After careful analysis I've come to the conclusion that there won't be a backdrop, as such, on most of my layout. The space (100mm or more) between the track and the wall will be occupied by forced-perspective near-vertical scenery to well above my eye level. "Sky color," a bluish white (very humid area!) will appear on the inside of the lighting valences I've planned.
I can get away with that because the prototypes for my railroads (three of four of them) operate at or near the bottoms of steep-sloped, heavily forested canyons The odd prototype was relocated into the mountains since a piece of relatively level coastal area wouldn't have meshed with the rest of the scenery. (Also, I wanted an excuse to operate bigger locos, which could only be justified by heavy grades.)
Every place where the tracks come closer to the walls than 100mm, the track is either in a tunnel or part of the underworld. In most places I can allow 200mm for scenery beyond the farthest track. If I do have a backdrop, all it will show will be a vista of more, more distant, mountains. (To answer the unasked question, Fujisan will NOT be one of them.)

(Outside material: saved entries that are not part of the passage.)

PR #3110, opened 2019-07-15
Add `sandbox_url` to Assignments

bwreid:
# What this PR does

At the moment, this PR:
- Adds `sandbox_url` to Assignments
- Before an Assignment is saved, creates a relevant `sandbox_url`
- If that assignment already exists in the same course, use the same `sandbox_url` for the previous assignment
- Adds a script that will backfill `sandbox_urls` for past Assignments

### DIFF
--- a/app/models/course_data/assignment.rb
+++ b/app/models/course_data/assignment.rb
@@ -74,10 +74,9 @@ class Assignment < ApplicationRecord
   end
 
   def set_sandbox_url
-    return unless wiki && user
+    return unless user
     # If the sandbox already exists, use that URL instead
-    existing = Assignment.where(course: course, article: article,
-                                wiki: wiki)
+    existing = Assignment.where(course: course, article_title: article_title, wiki: wiki)
                          .where.not(user: user).first
     if existing
       self.sandbox_url = existing.sandbox_url
--- a/app/models/course_data/assignment.rb
+++ b/app/models/course_data/assignment.rb
@@ -75,7 +75,15 @@ class Assignment < ApplicationRecord
 
   def set_sandbox_url
     return unless wiki && user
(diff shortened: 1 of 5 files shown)


app/models/course_data/assignment.rb
```diff
@@ -70,4 +72,18 @@ def set_defaults_and_normalize
     return if article_title.nil?
     self.article_title = ArticleUtils.format_article_title(article_title, wiki)
   end
+
+  def set_sandbox_url
+    return unless wiki && user
```
ragesoss: Is it possible to have an Assignment without a wiki?

app/models/course_data/assignment.rb
```diff
@@ -70,4 +72,18 @@ def set_defaults_and_normalize
...
+    # If the sandbox already exists, use that URL instead
+    existing = Assignment.where(course: course, article: article,
+                                wiki: wiki)
+                         .where.not(user: user).first
```
ragesoss: This won't match for cases where the article doesn't exist, so the existing assignment has an `article_title` that is the same instead.

lib/tasks/assignment.rake
```diff
@@ -0,0 +1,30 @@
...
+  "#{base_url}/User:#{user.username}/sandbox"
+end
+
+namespace :assignment do
+  # This task will assign sandbox_urls to all valid assignments
+  # that were created before August 2019
+  desc 'Give assignments default sandbox_url'
+  task set_sandbox_url: :environment do
+    Rails.logger.debug 'Setting sandbox_url for all assignments'
+    Assignment.where(created_at: '2019-08-01'.to_date).each do |assignment|
```
ragesoss: I think this only matches records created at exactly the start of August.

PR #3111, opened 2019-07-15
Issue: 2557 Added delete and refresh cached button for ores cached data

khyatisoneji:


app/assets/javascripts/components/articles/course_ores_plot.jsx
```diff
@@ -59,6 +80,10 @@ const CourseOresPlot = createReactClass({
         return (
           <div className="ores-plot">
             <CourseQualityProgressGraph graphid={'vega-graph-ores-plot'} graphWidth={1000} graphHeight={200} articleData={this.state.articleData} />
+            <div>
+              <button className="button ghost stacked right" onClick={this.delete}>Delete Cached Data</button>
+              <button className="button ghost stacked right" style = {{ marginRight: 20 }} onClick={this.refresh}>Refresh Cached Data</button>
```
ragesoss: I don't think there's any need to do these separately; the only use case for deleting the data is so that you can see a newer version of it, so I think just the 'refresh' version should be included.

ragesoss:
Sorry, didn't realize this until I tested it out visually...

The 'refresh' button should not be rendered unless the plot is already open. It's only relevant for when the user is viewing the plot and realizes it's not up-to-date, and it isn't necessarily clear which data it's talking about if it's in the initial state when the plot has not been rendered.

Also, this should probably be a subtle link, perhaps in parentheses at the end of the paragraph explaining the graph, instead of a prominent button.

khyatisoneji:
I tired putting `refresh cached data button` when the graph is rendered but wasn't able to render refreshed graph as they have the same URL, still working on that

khyatisoneji:
Not, sure this will work but it is able to refresh cached data and allows to refresh only one time at a time
Until scrolled back and then again hit refresh

Also not sure about loading being displayed

Will change button to link once refresh button works perfectly

bwreid:
@khyatisoneji, it looks like the refresh button is working as intended. Whenever it is clicked, I see a request going to the backend and updating the `refreshedData` key. What part of it is not working as you'd like?

Although, it doesn't _look_ like anything is happening. If you want the graph to disappear and then reappear (like it does the first time), I believe you just need to set `refreshedData: null` before you fetch the file.

khyatisoneji:
I tried making refreshedData value `null` but it wasn't working, I was doing it in a wrong way so the `refreshedData` was not set to `null`. I was directly doing `this.setState.refreshedData = null` instead of `this.setState({ articleData: null })`

app/controllers/ores_plot_controller.rb
```diff
@@ -10,6 +10,16 @@ def course_plot
     render json: json_data
   end
 
+  def delete_ores_data
```
ragesoss: This should be a private method. Other than that, I think this is ready to ship.

PR #3120, opened 2019-07-16
Update references for wikidata revisions

khyatisoneji:

### DIFF
--- a/app/models/wiki_content/revision.rb
+++ b/app/models/wiki_content/revision.rb
@@ -68,30 +68,23 @@ class Revision < ApplicationRecord
     "/recent-activity/plagiarism/report?ithenticate_id=#{ithenticate_id}"
   end
 
-  def wikidata_ref_tags
-    features['feature.len(<datasource.wikidatawiki.revision.references>)']
-  end
-
-  def wikidata_ref_tags_previous
-    return 0 if new_article
-    features_previous['feature.len(<datasource.wikidatawiki.revision.references>)']
-  end
-
   def ref_tags
-    features['feature.wikitext.revision.ref_tags']
+    return features['feature.wikitext.revision.ref_tags'] if
+      features['feature.wikitext.revision.ref_tags']
+    return features['feature.len(<datasource.wikidatawiki.revision.references>)'] if
+      features['feature.len(<datasource.wikidatawiki.revision.references>)']
   end
 
   def ref_tags_previous
     return 0 if new_article
-    features_previous['feature.wikitext.revision.ref_tags']
+    return features_previous['feature.wikitext.revision.ref_tags'] if
+      features_previous['feature.wikitext.revision.ref_tags']
+    return features_previous['feature.len(<datasource.wikidatawiki.revision.references>)'] if
+      features_previous['feature.len(<datasource.wikidatawiki.revision.references>)']
   end
 
   def references_added
-    return ref_tags - ref_tags_previous if ref_tags && ref_tags_previous
-
-    return wikidata_ref_tags - wikidata_ref_tags_previous if
-      wikidata_ref_tags && wikidata_ref_tags_previous
-
-    return 0
+    return 0 unless ref_tags_previous && ref_tags
+    ref_tags - ref_tags_previous
   end
 end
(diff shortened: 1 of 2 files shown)


app/models/wiki_content/revision.rb
```diff
@@ -68,6 +68,15 @@ def plagiarism_report_link
     "/recent-activity/plagiarism/report?ithenticate_id=#{ithenticate_id}"
   end
 
+  def wikidata_ref_tags
+    features['feature.len(<datasource.wikidatawiki.revision.references>)']
+  end
+
+  def wikidata_ref_tags_previous
+    return 0 if new_article
+    features_previous['feature.len(<datasource.wikidatawiki.revision.references>)']
```
ragesoss: I think this would work better if you incorporated it into `ref_tags` instead of having a parallel method dedicated to wikidata.

app/models/wiki_content/revision.rb
```diff
@@ -69,12 +69,18 @@ def plagiarism_report_link
   end
 
   def ref_tags
-    features['feature.wikitext.revision.ref_tags']
+    return features['feature.wikitext.revision.ref_tags'] if
```
ragesoss: This could instead be something like `features['feature.wikitext.revision.ref_tags'] || features['feature.len(<datasource.wikidatawiki.revision.references>)']`.

Also, the key for each feature could probably be turned into a constant to make it clearer:

`features[WIKITEXT_REF_TAGS] || features[WIKIDATA_REFERENCES]`

app/models/wiki_content/revision.rb
```diff
@@ -43,6 +43,9 @@ class Revision < ApplicationRecord
 
   include ArticleHelper
 
+  WIKITEXT_REF_TAGS = 'feature.wikitext.revision.ref_tags'
+  WIKIDATA_REFERENCES = 'feature.len(<datasource.wikidatawiki.revision.references>)'
```
ragesoss: As a matter of style, since these are only used within a single method, I would usually move these constant assignments right above the method. It doesn't matter much either way, but that will be a little more consistent with the rest of the codebase.

spec/models/revision_spec.rb
```diff
@@ -28,6 +28,7 @@
 describe Revision, type: :model do
   describe '#references_added' do
     let(:refs_tags_key) { 'feature.wikitext.revision.ref_tags' }
+    let(:wiki_refs_tags_key) { 'feature.len(<datasource.wikidatawiki.revision.references>)' }
```
ragesoss: This name is misleading, as it's specifically Wikidata.

spec/models/revision_spec.rb
```diff
@@ -57,11 +58,21 @@
                features: {
                  refs_tags_key => 10
                })
+        create(:revision,
+               mw_rev_id: mw_rev_id + 1,
+               article_id: 90010260,
+               mw_page_id: 90010260,
+               new_article: true,
+               features: {
+                 wiki_refs_tags_key => 10
```
ragesoss: This is testing the Wikidata version, but the context says Wikipedia. This may lead to confusion later on.

I recommend being a little more explicit, either assigning a name or or using `lets` to make it clear which is a Wikidata revision and which is a Wikipedia revision. I also think this is more likely to be a stable test if it's done with a Wikidata example fully — including using a real mw_page_id from Wikidata, and setting the wiki for the revision to be Wikidata as well.

khyatisoneji: Had to use VCR, as was throwing `VCR::Errors::UnhandledHTTPRequestError:`
Also using VCR in just `it` block where revisions were created in `before` block was throwing the same error

spec/models/revision_spec.rb
```diff
@@ -28,27 +28,38 @@
 describe Revision, type: :model do
   describe '#references_added' do
     let(:refs_tags_key) { 'feature.wikitext.revision.ref_tags' }
+    let(:wikidata_refs_tags_key) { 'feature.len(<datasource.wikidatawiki.revision.references>)' }
+    let(:wiki) { create(:wiki, project: 'wikidata', language: 'en') }
```
ragesoss: This should be named more explicitly, since the tests care about this being a `wikidata` example rather than an arbitrary wiki.

PR #3128, opened 2019-07-19
Feature/peer review count

bwreid:
## What this PR does

Updates the MyArticles component to display the amount of Peer Reviews a student should choose.

## Screenshots

image
image

### DIFF
--- a/lib/wizard_timeline_manager.rb
+++ b/lib/wizard_timeline_manager.rb
@@ -43,7 +43,7 @@ class WizardTimelineManager
 
     # Save any tags that have been generated from this Wizard output
     add_tags
-  
+
     # Save any flags that correspond to specific wizard choices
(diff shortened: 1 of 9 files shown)


lib/wizard_timeline_manager.rb
```diff
@@ -1,5 +1,6 @@
 # frozen_string_literal: true
 
+# rubocop:disable Metrics/ClassLength
```
ragesoss: For the other classes that exceed the rubocop length, I've done the disabling in `.rubocop.yml` instead, so that there's a central place to see all the over-length classes.

bwreid: Ah nice! I will check that out and change. 👍

ragesoss:
Looks great!

PR #3129, opened 2019-07-19
Senty error fixes

ragesoss:
This is an assortment of fixes for infrequent errors I noticed browsing Sentry, and some related refactoring I noticed while working on the fixes.


ragesoss:
Difference places use `course_id` to mean either the actual ID or the slug, and it's confusing. This was a pattern from the early origins of the app, and it's been a low-grade pain point for a long time. Ultimately, we should name the data 'course_slug' whenever it's the slug, and id when it's the id. This chips away at the problem by fixing it in a couple of relatively isolated places.

PR #3143, opened 2019-07-24
Fixes #3024

### LINKED ISSUE #3024: Do not require resetState to be passed to component
# Current Behavior:

Currently, the `EditableRedux` component requires that `resetState()` is passed in, otherwise it will fail as it's a function. This leads to some weird requirements on the components that use it, as if no `resetState()` function makes sense, an empty function will need to be passed in.

### Desired Behavior:

Instead, in the `EditableRedux` component, we should change the `cancelChanges()` method so that it checks to see if `resetState` is defined and a function. If so, it will invoke it. Otherwise, it will do nothing.

### Related Files & Code:

* [EditableRedux: cancelChanges()](https://github.com/WikiEducationFoundation/WikiEduDashboard/blob/master/app/assets/javascripts/components/high_order/editable_redux.jsx#L37-L41)

AmitJoki:
resetState is now optional.

### DIFF
--- a/app/assets/javascripts/components/high_order/editable_redux.jsx
+++ b/app/assets/javascripts/components/high_order/editable_redux.jsx
@@ -23,7 +23,7 @@ const EditableRedux = (Component, Label) => {
       course_id: PropTypes.any,
       current_user: PropTypes.object,
       editable: PropTypes.bool,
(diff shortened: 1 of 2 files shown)


bwreid:
This looks good to me! Thank you.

Chuck (modeling mountainous Central Japan in September, 1964)
For the most part I tried to stay min. 4" to allow for scenery
Lynn
Present Layout progress
http://cs.trains.com/mrr/f/11/p/290127/3372174.aspx#3372174
Mine are 1" to 1 1/2" away.
Pretty close.
Ray, this spot is only about 10" wide, but you can see Crandell's point. It looks pretty good straight on , which is how it's usually viewed(disregard the crappy track work, that's been repaired!
Itry to stay a few inches away from the backdrop,it's an around the wall layout,and I load it up with trees to try to hide that fact.Hope it helps!
Ray, mine are well set away from my backdrop, but not simply because I wanted it that way. I wanted other things about my layout to be just so, which necessarily meant the backrop would never be closer than about 4".
The problem I see with getting too close is that you will have unnatural shadows on the backrop from passing trains and other stuff if imaging your layout is ever going to be a consideration for you. So, if you are kinda stuck and need to get right up to an NMRA track gauge minimum clearance between the backdrop surface and your rails, at least paint the bottom showing part of the backdrop to look like terrain, and not sky. That way, shadows won't look terribly out of place.
But you shouldn't get closer than what the NMRA clearances say you should, particularly on curves where overhangs can quickly encroach.
In this image, notice that even though I am about 2" from the wall, I am really about 4" from the visible backdrop painted below the window sill, and that I have terrain rising above where the shadow of the passing train is likely to fall.
-Crandell
Hello guyes, I'm wondering how close your tracks are to your back drop? I'd love some pics even and drawing.